Input data Block Start

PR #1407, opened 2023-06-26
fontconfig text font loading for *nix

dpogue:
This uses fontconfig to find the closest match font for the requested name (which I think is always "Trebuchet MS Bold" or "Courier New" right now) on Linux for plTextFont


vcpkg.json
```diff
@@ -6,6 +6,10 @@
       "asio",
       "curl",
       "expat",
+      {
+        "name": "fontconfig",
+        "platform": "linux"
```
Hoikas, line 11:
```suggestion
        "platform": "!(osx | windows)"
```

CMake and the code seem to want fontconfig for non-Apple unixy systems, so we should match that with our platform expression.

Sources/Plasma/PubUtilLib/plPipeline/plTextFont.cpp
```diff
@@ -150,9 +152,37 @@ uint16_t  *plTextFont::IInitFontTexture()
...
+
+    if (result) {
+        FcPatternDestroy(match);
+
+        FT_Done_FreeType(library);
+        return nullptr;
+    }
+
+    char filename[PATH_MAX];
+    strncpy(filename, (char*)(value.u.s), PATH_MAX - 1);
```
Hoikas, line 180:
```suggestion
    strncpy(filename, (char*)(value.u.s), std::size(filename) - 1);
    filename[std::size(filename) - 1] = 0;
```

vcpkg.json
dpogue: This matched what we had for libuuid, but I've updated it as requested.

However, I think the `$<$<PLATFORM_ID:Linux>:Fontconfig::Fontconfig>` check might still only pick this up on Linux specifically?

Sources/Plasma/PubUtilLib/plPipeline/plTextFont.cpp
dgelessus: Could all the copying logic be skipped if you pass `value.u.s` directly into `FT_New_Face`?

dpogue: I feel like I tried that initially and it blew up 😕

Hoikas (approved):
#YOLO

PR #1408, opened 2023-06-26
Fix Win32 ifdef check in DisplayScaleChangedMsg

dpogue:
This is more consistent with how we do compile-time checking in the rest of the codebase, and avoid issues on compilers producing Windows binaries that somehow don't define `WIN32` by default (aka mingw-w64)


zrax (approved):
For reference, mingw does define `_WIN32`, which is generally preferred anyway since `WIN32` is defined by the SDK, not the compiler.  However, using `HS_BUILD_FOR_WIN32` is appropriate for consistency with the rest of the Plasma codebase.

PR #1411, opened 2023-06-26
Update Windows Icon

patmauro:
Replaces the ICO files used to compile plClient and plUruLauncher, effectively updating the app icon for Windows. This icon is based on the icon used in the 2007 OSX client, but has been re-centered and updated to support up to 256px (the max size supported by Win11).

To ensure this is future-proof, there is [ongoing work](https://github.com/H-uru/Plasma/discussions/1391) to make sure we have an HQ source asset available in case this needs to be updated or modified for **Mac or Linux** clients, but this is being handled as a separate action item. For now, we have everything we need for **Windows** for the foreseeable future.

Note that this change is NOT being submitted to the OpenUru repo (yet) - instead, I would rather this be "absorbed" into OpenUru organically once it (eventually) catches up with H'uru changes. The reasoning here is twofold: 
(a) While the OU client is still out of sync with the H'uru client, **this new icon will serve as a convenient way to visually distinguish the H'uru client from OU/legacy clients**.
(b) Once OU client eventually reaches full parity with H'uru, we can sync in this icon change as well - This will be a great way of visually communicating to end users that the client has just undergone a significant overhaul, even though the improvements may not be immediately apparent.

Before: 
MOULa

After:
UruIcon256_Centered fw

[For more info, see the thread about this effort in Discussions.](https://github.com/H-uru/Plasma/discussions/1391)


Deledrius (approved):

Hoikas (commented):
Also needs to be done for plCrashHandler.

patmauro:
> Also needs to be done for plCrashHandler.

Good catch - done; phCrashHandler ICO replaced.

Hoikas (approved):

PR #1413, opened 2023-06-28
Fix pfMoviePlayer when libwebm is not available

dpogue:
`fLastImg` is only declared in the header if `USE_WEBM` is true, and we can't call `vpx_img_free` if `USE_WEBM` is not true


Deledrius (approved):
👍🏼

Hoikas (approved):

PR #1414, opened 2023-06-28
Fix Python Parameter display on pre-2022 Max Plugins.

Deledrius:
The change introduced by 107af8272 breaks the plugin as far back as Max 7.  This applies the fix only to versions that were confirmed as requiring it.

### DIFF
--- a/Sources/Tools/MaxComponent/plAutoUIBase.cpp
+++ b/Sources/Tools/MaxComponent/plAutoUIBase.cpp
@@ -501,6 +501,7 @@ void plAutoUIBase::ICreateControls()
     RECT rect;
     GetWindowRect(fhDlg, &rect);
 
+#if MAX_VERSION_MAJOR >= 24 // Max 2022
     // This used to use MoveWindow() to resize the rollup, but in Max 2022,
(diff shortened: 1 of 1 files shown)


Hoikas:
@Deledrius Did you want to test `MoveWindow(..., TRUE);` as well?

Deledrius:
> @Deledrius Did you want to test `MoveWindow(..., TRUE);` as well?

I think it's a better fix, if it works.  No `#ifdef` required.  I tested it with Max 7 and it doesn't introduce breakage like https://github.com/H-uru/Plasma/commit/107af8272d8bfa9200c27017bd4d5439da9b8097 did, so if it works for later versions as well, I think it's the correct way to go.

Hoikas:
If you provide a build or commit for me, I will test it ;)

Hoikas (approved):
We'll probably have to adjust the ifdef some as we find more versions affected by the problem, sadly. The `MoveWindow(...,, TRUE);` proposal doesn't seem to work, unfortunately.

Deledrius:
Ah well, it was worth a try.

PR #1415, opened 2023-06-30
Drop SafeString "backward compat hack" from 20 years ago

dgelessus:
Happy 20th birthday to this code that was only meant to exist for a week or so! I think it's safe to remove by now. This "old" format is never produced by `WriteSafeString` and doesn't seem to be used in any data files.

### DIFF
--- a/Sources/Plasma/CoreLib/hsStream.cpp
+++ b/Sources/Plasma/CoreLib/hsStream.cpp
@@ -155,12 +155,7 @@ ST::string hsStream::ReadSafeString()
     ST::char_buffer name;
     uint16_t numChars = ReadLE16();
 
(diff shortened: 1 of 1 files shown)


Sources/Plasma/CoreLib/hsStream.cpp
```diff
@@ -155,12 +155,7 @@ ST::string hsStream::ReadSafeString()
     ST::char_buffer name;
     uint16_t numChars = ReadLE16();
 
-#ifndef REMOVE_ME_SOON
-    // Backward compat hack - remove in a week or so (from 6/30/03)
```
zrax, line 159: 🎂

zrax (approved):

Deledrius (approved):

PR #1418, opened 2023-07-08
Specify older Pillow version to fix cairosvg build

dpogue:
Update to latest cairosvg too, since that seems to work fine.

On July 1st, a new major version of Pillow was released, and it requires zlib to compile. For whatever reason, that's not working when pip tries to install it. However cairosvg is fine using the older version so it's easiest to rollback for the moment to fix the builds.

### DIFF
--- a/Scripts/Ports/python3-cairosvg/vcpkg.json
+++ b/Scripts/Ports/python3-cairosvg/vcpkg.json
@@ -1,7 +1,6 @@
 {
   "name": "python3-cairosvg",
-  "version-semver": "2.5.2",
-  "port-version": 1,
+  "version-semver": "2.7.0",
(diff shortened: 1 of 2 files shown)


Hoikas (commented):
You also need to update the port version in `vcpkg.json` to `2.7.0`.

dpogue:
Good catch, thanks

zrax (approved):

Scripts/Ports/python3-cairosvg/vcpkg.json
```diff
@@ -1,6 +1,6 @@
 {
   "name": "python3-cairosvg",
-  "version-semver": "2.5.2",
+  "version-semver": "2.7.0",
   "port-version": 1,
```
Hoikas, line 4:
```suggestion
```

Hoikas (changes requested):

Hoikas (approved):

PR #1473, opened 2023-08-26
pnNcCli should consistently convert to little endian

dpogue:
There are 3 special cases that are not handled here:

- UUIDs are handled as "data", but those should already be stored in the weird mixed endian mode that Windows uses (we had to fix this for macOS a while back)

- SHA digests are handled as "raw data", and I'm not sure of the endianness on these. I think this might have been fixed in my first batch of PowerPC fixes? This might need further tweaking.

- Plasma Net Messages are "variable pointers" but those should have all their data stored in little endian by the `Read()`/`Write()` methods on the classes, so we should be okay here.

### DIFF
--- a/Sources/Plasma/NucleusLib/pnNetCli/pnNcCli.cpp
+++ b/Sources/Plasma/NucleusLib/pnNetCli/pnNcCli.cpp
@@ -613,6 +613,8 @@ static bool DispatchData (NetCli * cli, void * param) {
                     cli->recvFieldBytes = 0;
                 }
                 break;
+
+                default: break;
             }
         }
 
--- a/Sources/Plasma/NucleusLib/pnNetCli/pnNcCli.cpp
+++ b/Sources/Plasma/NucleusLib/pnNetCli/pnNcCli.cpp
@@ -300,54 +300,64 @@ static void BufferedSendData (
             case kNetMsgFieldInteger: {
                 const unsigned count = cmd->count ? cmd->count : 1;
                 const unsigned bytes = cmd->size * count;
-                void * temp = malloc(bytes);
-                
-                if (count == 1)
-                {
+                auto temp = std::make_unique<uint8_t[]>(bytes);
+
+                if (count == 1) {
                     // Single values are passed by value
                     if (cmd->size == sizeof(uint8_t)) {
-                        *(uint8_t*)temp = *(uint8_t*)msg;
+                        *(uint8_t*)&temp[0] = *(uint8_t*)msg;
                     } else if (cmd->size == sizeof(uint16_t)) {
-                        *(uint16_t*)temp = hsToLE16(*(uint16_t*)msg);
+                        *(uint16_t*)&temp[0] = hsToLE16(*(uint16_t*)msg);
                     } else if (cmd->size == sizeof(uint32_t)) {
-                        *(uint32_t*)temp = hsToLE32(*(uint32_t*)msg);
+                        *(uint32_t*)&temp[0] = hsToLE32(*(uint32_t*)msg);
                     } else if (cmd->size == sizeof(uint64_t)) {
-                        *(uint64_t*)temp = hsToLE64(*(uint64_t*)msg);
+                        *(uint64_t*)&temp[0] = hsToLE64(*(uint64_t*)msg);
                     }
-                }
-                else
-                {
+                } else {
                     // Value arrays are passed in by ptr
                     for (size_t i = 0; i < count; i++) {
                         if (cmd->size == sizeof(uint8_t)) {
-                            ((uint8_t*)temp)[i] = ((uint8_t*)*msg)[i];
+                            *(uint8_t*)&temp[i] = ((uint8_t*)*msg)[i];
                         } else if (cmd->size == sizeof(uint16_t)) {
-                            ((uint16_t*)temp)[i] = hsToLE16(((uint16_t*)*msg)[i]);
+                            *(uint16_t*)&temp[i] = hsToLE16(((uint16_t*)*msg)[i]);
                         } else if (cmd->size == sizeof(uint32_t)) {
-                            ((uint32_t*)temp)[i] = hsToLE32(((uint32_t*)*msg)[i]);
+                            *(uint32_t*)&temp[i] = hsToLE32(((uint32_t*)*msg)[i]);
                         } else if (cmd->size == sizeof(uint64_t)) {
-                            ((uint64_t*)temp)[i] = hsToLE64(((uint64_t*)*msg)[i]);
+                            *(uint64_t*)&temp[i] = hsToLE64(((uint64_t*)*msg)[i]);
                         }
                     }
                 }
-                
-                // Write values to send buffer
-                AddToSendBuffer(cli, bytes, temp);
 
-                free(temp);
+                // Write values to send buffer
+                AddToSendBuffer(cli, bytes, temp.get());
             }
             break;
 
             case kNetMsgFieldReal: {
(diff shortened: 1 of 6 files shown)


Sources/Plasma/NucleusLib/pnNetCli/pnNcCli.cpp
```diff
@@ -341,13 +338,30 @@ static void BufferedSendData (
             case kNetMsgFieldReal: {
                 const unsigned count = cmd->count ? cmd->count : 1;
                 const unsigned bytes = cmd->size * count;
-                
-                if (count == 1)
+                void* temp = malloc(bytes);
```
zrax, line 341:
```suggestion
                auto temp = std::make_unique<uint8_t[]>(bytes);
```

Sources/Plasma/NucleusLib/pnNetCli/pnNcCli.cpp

Input data Block End

Work to be completed
All lines in the entries above that include "https" should be found and copied.

Output
To ensure this is future-proof, there is [ongoing work](https://github.com/H-uru/Plasma/discussions/1391) to make sure we have an HQ source asset available in case this needs to be updated or modified for **Mac or Linux** clients, but this is being handled as a separate action item. For now, we have everything we need for **Windows** for the foreseeable future.
[For more info, see the thread about this effort in Discussions.](https://github.com/H-uru/Plasma/discussions/1391)
I think it's a better fix, if it works.  No `#ifdef` required.  I tested it with Max 7 and it doesn't introduce breakage like https://github.com/H-uru/Plasma/commit/107af8272d8bfa9200c27017bd4d5439da9b8097 did, so if it works for later versions as well, I think it's the correct way to go.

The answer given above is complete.